---- Material provided

PR #993, opened 2025-04-08
feat: log onDeviceDisconnected, onDeviceConnected and onDeviceIsReady…

boundlesscalm:
… events

### DIFF
--- a/Changelog.md
+++ b/Changelog.md
@@ -7,6 +7,18 @@ This project does _not_ adhere to
 [Semantic Versioning](https://semver.org/spec/v2.0.0.html) but contrary to it
 every new version is a new major version.
 
+## 207.0.0 - 2025-04-08
+
+### Added
+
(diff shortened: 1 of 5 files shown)


Changelog.md
```diff
@@ -7,6 +7,18 @@ This project does _not_ adhere to
...
+
+### Added
+
+-   Logging `onDeviceDisconnected`, `onDeviceConnected` and `onDeviceIsReady`
+    events.
+
+### Steps to upgrade when using this package
+
+-   Remove logging of `onDeviceDisconnected`, `onDeviceConnected` and
+    `onDeviceIsReady` events.
```
greg-fer, line 20: We should not have such custom sections in the changelog :/ This should be just a continuation of the entry above.

boundlesscalm: Could you explain? This is a convention we have had for some time.
It's a convention we created for ourselves but it makes it very clear on whether and what steps are required when breaking changes occur.

PR #994, opened 2025-04-08
refactor: more consistent onDeviceIsReady log

boundlesscalm:
Added a duplicate log previously which I removed.

Also moved the success log message so it would be called in all cases

### DIFF
--- a/src/Device/deviceSetup.ts
+++ b/src/Device/deviceSetup.ts
@@ -83,6 +83,10 @@ export const prepareDevice =
     ): AppThunk<RootState, Promise<void>> =>
     async dispatch => {
         const onSuccessWrapper = (d: Device) => {
+            logger.info(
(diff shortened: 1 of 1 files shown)


src/Device/deviceSetup.ts
```diff
@@ -83,6 +83,10 @@ export const prepareDevice =
     ): AppThunk<RootState, Promise<void>> =>
     async dispatch => {
         const onSuccessWrapper = (d: Device) => {
+            logger.info(
+                `Connected to device with the serial number ${device.serialNumber} ` +
```
greg-fer, line 87: `the device`, but oh well, I was not invited to review :P

boundlesscalm: I'll add it in a separate PR no worries

PR #1000, opened 2025-05-05
Specify core version of nrfutil

datenreisender:
Apps must now specify what core version of nrfutil they depend on. This is to ensure that more of the environment the app runs in is locked for an app and future updates, in nrfutil do not break the app unexpectedly.

If an app e.g. specifies that it requires nrfutil core 8.0.0 and nrfutil device 2.9.0, then that sandbox will be created in the path `nrfutil-sandboxes/8.0.0/device/2.9.0`.

If the launcher encounters an old app, which does not specify the core version yet, it will default to using nrfutil core 8.0.0, but use the old path, because those apps expect it there, e.g. `nrfutil-sandboxes/device/2.9.0`.

(On macOS with Apple Silicon there would be an additional segment `arm64/` after `nrfutil-sandboxes/` in those examples)

This is used by https://github.com/NordicSemiconductor/pc-nrfconnect-launcher/pull/1125.

### DIFF
--- a/Changelog.md
+++ b/Changelog.md
@@ -7,13 +7,24 @@ This project does _not_ adhere to
 [Semantic Versioning](https://semver.org/spec/v2.0.0.html) but contrary to it
 every new version is a new major version.
 
+## 212.0.0 - 2025-06-05
+
+### Added
+
+-   Specify what core version of nrfutil an app depends on.
+
+### Steps to upgrade when using this package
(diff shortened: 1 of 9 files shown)


kylebonnici (commented):
Looks great 🥇

boundlesscalm (approved):
LGTM

PR #1003, opened 2025-05-09
Cleanup nrfutil

datenreisender:
Collection of cleanups to the nrfutil code that I came across while working on the code or reviewing other code but I didn't want to mix with other changes, to keep them clearer. Other changes should be merged first, esp. after we get the currently tested release of the launcher out.


nrfutil/device/program.ts
```diff
@@ -62,33 +62,41 @@ export const isNordicDfuProgrammingOptions = (
...
-            args.push(`chip_erase_mode=${options.chipEraseMode}`);
-        if (options.reset) args.push(`reset=${options.reset}`);
-        if (options.verify) args.push(`verify=${options.verify}`);
-    } else if (isMcuBootProgrammingOptions(options)) {
-        if (options.mcuEndState)
-            args.push(`mcu_end_state=${options.mcuEndState}`);
-        if (options.netCoreUploadDelay)
-            args.push(
+        return [
+            `chip_erase_mode=${options.chipEraseMode}`,
```
boundlesscalm, line 70: Why does this not have the boolean evaluator?

nrfutil/device/program.ts
```diff
@@ -62,33 +62,41 @@ export const isNordicDfuProgrammingOptions = (
...
+            options.mcuEndState && `mcu_end_state=${options.mcuEndState}`,
+            options.target && `target=${options.target}`,
+            options.netCoreUploadDelay &&
                 `net_core_upload_delay=${Math.round(
                     options.netCoreUploadDelay
-                )}`
-            );
-        if (options.target) args.push(`target=${options.target}`);
-    } else if (isNordicDfuProgrammingOptions(options)) {
-        if (options.mcuEndState)
```
boundlesscalm, line 98: Why not keep this check?

boundlesscalm (approved):
Some small comments but they are mostly just nits

nrfutil/sandbox.ts
```diff
@@ -88,31 +88,22 @@ const commonParser = <Result>(
 };
 
 export class NrfutilSandbox {
-    baseDir: string;
-    module: string;
-    version: string;
-    coreVersion: string | undefined; // Must only be undefined when the launcher creates a sandbox for a legacy app, which does not specify the required core version
     onLoggingHandlers: ((logging: LogMessage, pid?: number) => void)[] = [];
     logLevel: LogLevel = isDevelopment ? 'error' : 'off';
-    env: ReturnType<typeof this.prepareEnv>;
```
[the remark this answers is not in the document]
datenreisender: The `env` field is still there: https://github.com/NordicSemiconductor/pc-nrfconnect-shared/blob/e64e9b4e6ff963272c023c497b1dd68663d35a50/nrfutil/sandbox.ts#L50

I removed the type because TypeScript figures out the exact same time by the assignment in the constructor.

nrfutil/device/batch.ts
```diff
@@ -275,7 +266,7 @@ export class Batch {
                 return tempFilePath;
             };
             const tempFilePath = saveTemp();
-            args = ['--firmware', tempFilePath].concat(args);
+            args = ['--firmware', tempFilePath, ...args];
```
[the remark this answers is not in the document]
datenreisender: Oversight. Thanks for pointing it out, changed that in aab28b7bd3dfa2a39df278596a8d6c4abd096aac. Also discovered that the second spread of `callbacks` below was unnecessary and replaced that.

nrfutil/device/program.ts
datenreisender: According to [the type predicate `isJLinkProgrammingOptions`](https://github.com/NordicSemiconductor/pc-nrfconnect-shared/blob/main/nrfutil/device/program.ts#L45-L48) `chip_erase_mode` must always be defined if the `options` are of type `JLinkProgrammingOptions`. I also changed the field in the type to be mandatory.

nrfutil/device/program.ts
datenreisender: Because there are only exactly three possibilities for what type the options can be. So it made the code simpler to remove it.

An alternative would have been to throw an exception in this case. But I saw no need for that and so decided to use the “less code” alternative.

PR #1010, opened 2025-06-17
Add script to zap the Artifactory cache

datenreisender:
Because our personal tokens do not have the permission to zap the cache (but the one in the GitHub Actions secret has it), add a GitHub Action for it.


.github/workflows/zap-cache.yml
```diff
@@ -0,0 +1,72 @@
...
+                          throw new Error('No valid paths provided. Paths must start with "external/ncd/" and contain only word characters, slashes, and hyphens.');
+                      }
+
+                      console.log('Paths to process:', paths);
+
+                      const success = [];
+                      const errors = [];
+
+                      for (const path of paths) {
+                          const url = `https://files.nordicsemi.cn/artifactory/swtools-cache/${path}`;
```
boundlesscalm, line 40: Maybe I misunderstood or am missing some context, but why only the .cn one?
Aren't there 2 caches?

datenreisender: At least currently there is only files.nordicsemi.cn. 

files.nordicsemi.com is the main server (which also goes by the name eu.files.nordicsemi.com).

PR #1030, opened 2025-07-11
Feat/persist groups collapse state

tsvetelinpetrov:


src/Group/Group.tsx
```diff
@@ -91,8 +96,22 @@ export const Group = ({
...
+                collapseStatePersistanceId
+            );
+            if (persistedState !== undefined) {
+                return persistedState;
+            }
+        }
+        return defaultCollapsed;
+    };
+
+    const [collapsed, setCollapsed] = useState(getInitialCollapseState());
```
datenreisender, line 114: I thought too late about this, but you might want to slightly change this line: 

```suggestion
    const [collapsed, setCollapsed] = useState(getInitialCollapseState);
```

By passing the function instead of the invoking it, the initialisation code is only run when needed: https://react.dev/reference/react/useState#avoiding-recreating-the-initial-state

This is not _so_ relevant in this case, but it is a good habit to do it like this if it is possible with little effort.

--------

▶ _Requirement_
Give only the number of lines in the entries above that hold the string "with".

▶ _Output of the exercise_
5